Write out exactly the lines from the start of the entries through the one that contains "1. **Boundary**: outside", including both.

*** Opening of Provided records ***

PR #3481, opened 2026-09-15
feat(solid,web): the server error hook — configureServerErrors / onServerError (#3468 part 3)

### LINKED ISSUE #3468: SSR serializes <Errored> errors verbatim: production page load ships what the server-function wire sanitizes
## Summary

A plain error caught by `<Errored>` during SSR is serialized to the client verbatim (`message`, `cause`, own enumerable props; only `.stack` is stripped). The same error thrown by a server function over HTTP is sanitized to `"Internal Server Error"` outside the dev build (#3116). A `"use server"` function called in-process during SSR never touches dispatch, so the production page load leaks what the RPC wire withholds. Reported with a wire-level reproduction in #3415.

## Where

`packages/solid/src/server/signals.ts`, `createErrorBoundary`:

```ts
const serializeError = (err: any) => {
  if (ctx && boundaryId && !runWithOwner(owner, () => getContext(NoHydrateContext))) {
    ctx.serialize(boundaryId, err);
  }
};
```

`hydratedCreateErrorBoundary` (`packages/solid/src/client/hydration.ts`) loads the record and rethrows it so the fallback hydrates against the same `err()`. The SSR codec (`packages/web/serialization/src/serializer.ts`) strips only `Feature.ErrorPrototypeStack`, keyed on `NODE_ENV`.

Other routes with the same leak: a `createAsync` rejection serialized into the stream (`ctx.serialize(id, deferred.promise)` rejects with the raw reason), and Errors nested in serialized data.

## Constraint

The fallback is rendered on the server *with* the error. Whatever the client receives must be what the server rendered with, or the fallback mismatches on hydration. So the boundary must sanitize before `renderFallback`, not just before `serialize`.

## Proposed fix

1. **Boundary**: outside the dev build, replace an unbranded error with a generic `Error` before rendering the fallback and serializing. `markSafeError` (`Symbol.for("solid.SafeError")`, a registered symbol — no `@solidjs/web` dependency needed) passes through. Dev/prod line is the build variant (`server.dev.js` behind `development`), matching `sanitizeServerError`. The original stays server-side: `SSR_RENDER_ERROR_CONTAINED` already carries it; add an `SSR_ERROR_SANITIZED` finding mirroring `SERVER_FN_ERROR_SANITIZED`.
2. **Serializer backstop**: apply the same policy to every `Error` the SSR serializer encodes (rejected promises, nested values), so the boundary is not the only guard — the shape of the result-graph walk in #3113.
3. **Policy hook (follow-up, separate issue if preferred)**: a single server-side error hook, configured once, that every runtime-handled error passes through — contained SSR render error, rejected async source, server-function throw (direct or HTTP), uncontained render error — receiving `{ error, kind, boundary | functionId, event }` and returning the wire value (undefined → default sanitization). This is the reporting seam as well as the mapping seam: today "report" exists only on the observe tier's diagnostics channel and "map" only for server functions via `wrapInvocation`. Needs once-per-error semantics (a direct server-function call that fails during SSR is both a server-function error and a contained render error; a `<Loading>` re-pull recurs the same throw). Two tiers, matching `wrapInvocation`: an ambient once-per-process registration (`configure*` in `@solidjs/web` — the only tier that sees direct in-process calls during SSR, per the existing entry-only caveat on the per-handler `wrapInvocation`), overridable per request. For `vite-plugin-solid` that means the ambient call goes in the `serverFunctions.configure` module and the per-request form rides the generated handler's existing `handleRequest(request, { nonce, serverFunctions, ... })` options bag, threaded into the generated `render(request, context)` via `context` like `clientEntry` is today — no new plugin option needed. Note the plugin's generated `DefaultErrorBoundary` does `console.error(props.error())` in the fallback, which today runs in the browser during hydration with the raw serialized error.

## Tests

- SSR document for an `<Errored>` catching `new Error("secret")` in the prod build carries no `"secret"`; fallback markup and serialized record agree; hydration is clean.
- `markSafeError` passes through on the SSR path with own-properties.
- Rejected `createAsync` serialized into the stream carries the sanitized reason.
- Dev build keeps full fidelity.

Refs: #3415, #3116, #3113, #3152, #3414.

ryansolid:
Closes #3468 (part 3). Resolves the Sentry plan's open question 4 (C6). Follows #3477.

## The gap

A production build has no `OBSERVE`. Everything the server runtime *handles* — an `<Errored>` fallback rendered, a `<Loading>` fragment rejected and re-rendered by the client, a server-function throw sanitized onto the wire — was recorded only as observe-tier findings; the one failure a prod consumer could hear was the one that fails the request (`renderToStream`'s `onError`). #3477 made the *mapping* uniform; this makes the *reporting* uniform on the same once-per-error spine, and makes the mapping overridable.

## Surface

```ts
import { configureServerErrors } from "@solidjs/web";

configureServerErrors({
  onError(error, { kind, handling, boundary, functionId, direct, ownerPath, event }) {
    Sentry.captureException(error, {
      mechanism: { type: `solid.${kind}.${handling}`, handled: handling !== "failed" }
    });
    // return nothing → default wire policy; return a value → the client receives it
  }
});
// per request, overriding the ambient hook:
renderToStream(code, { onServerError });          // renderToString too
handleServerFunctionRequest(request, { onServerError });
```

- **Once per error object, at first sight.** `kind: "render"` → `fallback` (the boundary's hydration id, `ownerPath` when compiled in), `client` (a fragment rejected; client re-renders), `failed` (request fails; `onError` hears it too). `kind: "server-function"` → `thrown` (`functionId`; `direct: true` for an in-process call during SSR), `channel` (a failure escaping through the result graph). `event` is the request when there is one.
- **Return = wire value**: rendered into the fallback, serialized for hydration, sent as the RPC error. `undefined` keeps the default (generic outside dev, fidelity in dev). A returned value is intent — like a `wrapInvocation` mapping — and is not sanitized again. Ignored for `failed`.
- **Once means once across roads.** A direct server-function call that throws during SSR is met first by the invocation (`server-function`, `direct: true`), then by the `<Errored>` that contains it — which reuses the verdict (same replacement in fallback and record) and does not report again. One `captureException` per failure; the observe tier keeps the multi-event picture.
- **Two tiers, as `wrapInvocation` has.** Ambient, registered on `globalThis` under `Symbol.for("solid-js/server/errors")` so a bundled server build and an `--import`ed module share it (J.24's lesson) — the only tier that sees direct calls. Per request, winning over it. A throwing hook is reported and treated as silent. Fires in every tier; `onError` keeps its meaning.

## How it's wired

- `solid-js`'s server entry owns the **verdict engine** — `reportServerError` (hook call, once; per-request `errorPolicy` on the SSR context → ambient slot; `ownerPath` from the owner chain, `event` from the request store) and `ssrSanitizeError` (mapping → cached verdict → default) — reached by the runtimes through `solid-js/internal`. The SSR context gains `errorPolicy` and `flushed`.
- Sites: `<Errored>` `handleError`; `<Loading>` `finalizeError` (post-flush reports `client` *before* `done`, so the `_fr` rejection and a transport sink's error chunk carry the decided verdict; pre-flush the parent boundary or `failed` is the sight); `failRootRender`; server functions' thrown tail, the channel guard sites and the encode trailer; the direct-call leg (`reportDirectFailure`: report, rethrow the original).
- **One ordering the design didn't foresee**, fixed: the `_fr` rejection reads its verdict at delivery, so a pre-flush failure met next by the parent boundary carries the parent's answer. A rejected async source's *own* serialized rejection is encoded in the rejection's microtask, ahead of the boundary, and carries the default policy's value — documented on `ServerErrorHook`; no tick is added to the error path to make the two agree (a first cut deferred it a macrotask; reverted in `10401f1af`).
- `SSR_ERROR_SANITIZED` carries `data.wire`. Client entry exports the types and a no-op `configureServerErrors` for isomorphic setup code.

## Tests

`server-error-hook.spec.tsx` (12): fallback with full context; no-return default; per-request over ambient (render and handler); throwing hook; non-function refused; post-flush fragment → one `client` call with the `_fr` rejection carrying the mapping; sync failure under `<Loading>` inside `<Errored>` → one `fallback`; root failure → one `failed`, `onError` still called, return ignored; HTTP `thrown` with `functionId`/event; `channel`; **direct call inside `<Errored>` → exactly one call as the function's failure, the boundary rendering the hook's answer**. The #3477 artifact fixture gained a hook scenario asserted in prod, observe and dev (22 total) — `ownerPath` present only where owners are labelled (not in prod; correct by construction and worth a line in the adapter's expectations).

All suites green (web 823/980/185, solid 620), type tests green, size caps unchanged.

## Not in here

The client twin — `render`/`hydrate` `{ onError(error, { kind: "caught" | "uncaught", ownerPath }) }` for the `<Errored>` catches the browser swallows in prod — same shape, next.

RFC 12 (new subsection), RFC 10, RFC 08, the reactivity-diagnostics skill, changeset.


ryansolid:
> Pushed `10401f1af`: the channel guard resolves in the rejection's own microtask again (as #3477 had it). The first cut deferred a rejected async source's wire verdict a macrotask so the hook's mapping could reach the channel — a tick on the error path (rejection script, `deferStream` pre-shell hold, completion) that is not acceptable for a road the hydrating client does not render from. The limit is documented on `ServerErrorHook`; the boundary's record and fallback carry the mapping. The PR body's "two orderings" paragraph is now one: only the lazy `_fr` verdict stands.
>
> — *Claude via Cursor*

*** Close of Provided records ***

◆ **Response**:
PR #3481, opened 2026-09-15
feat(solid,web): the server error hook — configureServerErrors / onServerError (#3468 part 3)

### LINKED ISSUE #3468: SSR serializes <Errored> errors verbatim: production page load ships what the server-function wire sanitizes
## Summary

A plain error caught by `<Errored>` during SSR is serialized to the client verbatim (`message`, `cause`, own enumerable props; only `.stack` is stripped). The same error thrown by a server function over HTTP is sanitized to `"Internal Server Error"` outside the dev build (#3116). A `"use server"` function called in-process during SSR never touches dispatch, so the production page load leaks what the RPC wire withholds. Reported with a wire-level reproduction in #3415.

## Where

`packages/solid/src/server/signals.ts`, `createErrorBoundary`:

```ts
const serializeError = (err: any) => {
  if (ctx && boundaryId && !runWithOwner(owner, () => getContext(NoHydrateContext))) {
    ctx.serialize(boundaryId, err);
  }
};
```

`hydratedCreateErrorBoundary` (`packages/solid/src/client/hydration.ts`) loads the record and rethrows it so the fallback hydrates against the same `err()`. The SSR codec (`packages/web/serialization/src/serializer.ts`) strips only `Feature.ErrorPrototypeStack`, keyed on `NODE_ENV`.

Other routes with the same leak: a `createAsync` rejection serialized into the stream (`ctx.serialize(id, deferred.promise)` rejects with the raw reason), and Errors nested in serialized data.

## Constraint

The fallback is rendered on the server *with* the error. Whatever the client receives must be what the server rendered with, or the fallback mismatches on hydration. So the boundary must sanitize before `renderFallback`, not just before `serialize`.

## Proposed fix

1. **Boundary**: outside the dev build, replace an unbranded error with a generic `Error` before rendering the fallback and serializing. `markSafeError` (`Symbol.for("solid.SafeError")`, a registered symbol — no `@solidjs/web` dependency needed) passes through. Dev/prod line is the build variant (`server.dev.js` behind `development`), matching `sanitizeServerError`. The original stays server-side: `SSR_RENDER_ERROR_CONTAINED` already carries it; add an `SSR_ERROR_SANITIZED` finding mirroring `SERVER_FN_ERROR_SANITIZED`.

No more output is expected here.